4.2 A Binary Decision

The overall goal of statistical inference is to increase our knowledge about a population, when we only have a random sample from that population. In Chapter 3, we estimated population values that are plausible considering the sample that we have drawn. For instance, we looked for all plausible average weights of candies in the population using information about the weight of candies in our sample bag. This is what we do when we estimate a population value.

Estimation is one of two types of statistical inference, the other being null hypothesis testing. When we estimate a population value, we do not use our previous knowledge about the world of candies or whatever other subject we are investigating. We can be completely ignorant about the phenomenon that we are investigating. This approach is not entirely in line with the conceptualization of scientific progress as an empirical cycle, in which scientists develop theories about the empirical world, test these theories against data collected from this world, and improve their theories if they are contradicted by the data (de Groot, 1969).
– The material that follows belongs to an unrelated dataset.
PR #117, opened 2017-01-09
Network Topology Tables as ValueMaps 

aeliot:
Added support for getting the topology tables (neighbor table and child table) in ValueMap format rather then string format.


src/ncp-spinel/SpinelNCPInstance.cpp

Hypothesis testing, however, is more in line with this conceptualization of scientific progress. It requires the researcher to formulate an expectation about the population, usually called a hypothesis. If the hypothesis is based on theory and previous research, the scientist uses previous knowledge. As a next step, the researcher tests the hypothesis against data collected for this purpose. If the data contradict the hypothesis, the hypothesis is rejected and the researcher has to improve the theory. If the data does not contradict the hypothesis, it is not rejected and, for the time being, the researcher does not have to change the theory.

Hypothesis testing, then, amounts to choosing one of two options: reject or not reject the hypothesis. This is a binary decision between concluding that the population is as it is described in the hypothesis, or concluding that it is not. This is quite a different approach than estimating a confidence interval as a range of plausible population values. Nevertheless, hypothesis testing and confidence intervals are tightly related as we will see later on in this chapter (Section 4.7.1).